# Explain this young-investor ideology



## Edgar (Mar 24, 2014)

I have heard/read many times that young investors should focus most of their attention on capital gain stocks rather than dividend stocks. I have tried to wrap my head around this, and the only justifiable explanation that I can think of is "Young investors should be willing to take more risks for greater gains rather than investing in slow/steady growth stocks (blue chip dividend paying stocks)". Am I entirely missing the mark, and if so, can someone explain.
Thanks,


----------



## Pluto (Sep 12, 2013)

the idea is that in non-dividend paying high growth stocks you can make way more money in a short period of time. But it is also riskier, and your high momentum portfolio can blow up on you very quickly - faster than it took to go up. In that case, they argue, it is a strategy best employed by the young because they have more years to recover from the implosion. 

some years ago I read an article about a lady who was a teacher in Toronto who when she was young just bought conservative dividend paying Canadian bank stock from time to time with her savings. years later she ended up with a multi million dollar stock portfolio. 

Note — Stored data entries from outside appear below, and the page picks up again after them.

PR #143, opened 2026-07-28
Settings never persisted across a relaunch on unsigned debug builds

C-K-Loan:
`NativSettings.save()` ran the Keychain write and the property-list write in the same `do`/`catch` block. On an unsigned or ad-hoc-signed build (no `keychain-access-groups` entitlement), the Keychain write throws `errSecMissingEntitlement`, which silently aborted the plist write too — meaning **no settings change survived an app relaunch** in that build configuration, not just newly-added items.

Likely low-impact for properly signed/notarized distribution builds (which do have the entitlement), but real for anyone building and running Nativ locally without signing — which is presumably common for contributors.

Fix: decouple the two writes so a recoverable-credential failure can't block the rest of settings from being written to disk.

Found and fixed while testing an unrelated feature; small, self-contained, unrelated to the other open PRs.

### DIFF
--- a/Sources/Nativ/NativSettings.swift
+++ b/Sources/Nativ/NativSettings.swift
@@ -575,10 +575,10 @@ struct NativSettings: Codable, Equatable {
         let settings = normalized()
         do {
             try credentialStore.save(settings.serverAPIKey)
-            try settings.writePropertyList(to: url)
         } catch {
             // Do not replace the last recoverable credential on failure.
         }
+        try? settings.writePropertyList(to: url)
     }
 
     private func writePropertyList(to url: URL) throws {
--- a/Tests/NativTests/NativSettingsTests.swift
+++ b/Tests/NativTests/NativSettingsTests.swift
@@ -148,6 +148,25 @@ final class NativSettingsTests: XCTestCase {
         )
     }
 
+    func testSavingWritesPropertyListEvenWhenCredentialStoreFails() throws {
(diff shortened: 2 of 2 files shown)


C-K-Loan:
Just noticed #140 fixes the exact same root cause (`NativSettings.save()` coupling the Keychain write and the plist write in one swallowing `do/catch`) — independently found while testing an unrelated feature, so this is genuine cross-confirmation of the bug and the fix shape, not a copy. #140 additionally closes #139 and #135, which I hadn't seen. This PR does carry a regression test (`testSavingWritesPropertyListEvenWhenCredentialStoreFails`) pinning the behavior, which might be worth folding into whichever version lands. Happy to close this in favor of #140, or let the maintainer pick — just flagging the overlap.

Lazarus-931:
> Just noticed #140 fixes the exact same root cause (`NativSettings.save()` coupling the Keychain write and the plist write in one swallowing `do/catch`) — independently found while testing an unrelated feature, so this is genuine cross-confirmation of the bug and the fix shape, not a copy. #140 additionally closes #139 and #135, which I hadn't seen. This PR does carry a regression test (`testSavingWritesPropertyListEvenWhenCredentialStoreFails`) pinning the behavior, which might be worth folding into whichever version lands. Happy to close this in favor of #140, or let the maintainer pick — just flagging the overlap.

hi @C-K-Loan, thanks for the pr, yes #140 is open and I'd recommend closing this!

PR #144, opened 2026-07-28
Include downloaded image models in the Models installed list

Lazarus-931:
Flux model downloaded for img gen page doesn't show in Models page, under the list of installed models, this pr fixes that. By this, people do have the choice to delete the model if need be.


lucasnewman (approved):
LGTM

Just do what you feel comfortable with. Also it is not an either/or thing. you can do a little of both - a portion conservative, and some riskier.


----------



## peterk (May 16, 2010)

A "young" investor should be only concerned with the total growth of his money, as they have no need of regular investment income to live off for many years to come.

An "old" investor may have urgent need of regular distributions of interest/dividends, and thus in theory is willing to sacrifice some total return in favour of a regular, known income.

Whether dividend stocks or growth stocks will give you a higher total return though is of course a question debatable until the end of time...


----------



## Butters (Apr 20, 2012)

In Canada all of our good stocks have dividends expect one or two

Perhaps this could relate more to the US side

All being the same, I'd rather buy a big bank with no dividend. But the next best thing is to buy a bank and drip it. 

Dividend can be good. Keeps the company focused.


----------



## Woz (Sep 5, 2013)

The dividend is secondary to the company’s fundamentals for me. All else being equal, I’d much rather invest in a company with a lower PE than a company with a higher PE that pays dividends. 

Just because a stock doesn’t pay a dividend doesn’t mean it’s a risky growth stock. Just look a Berkshire, they’ve never paid a dividend and they're the quintessential value company.


----------



## CPA Candidate (Dec 15, 2013)

I don't think the standard wisdom is necessarily right. Just because you may not need cash income doesn't mean dividends aren't important. Dividends are a realized return and represent cash that can be reinvested at opportune times or simply act as a portfolio rebalancing tool. Surely no one that let dividends collect in cash in their accounts is unhappy about it in the past few weeks. Dividends tend to keep investors from making impulsive moves into flavor of the month stocks because they would lose the income stream Do you want a bird in hand or two in the bush? As we've seen lately, capital gains are fleeting.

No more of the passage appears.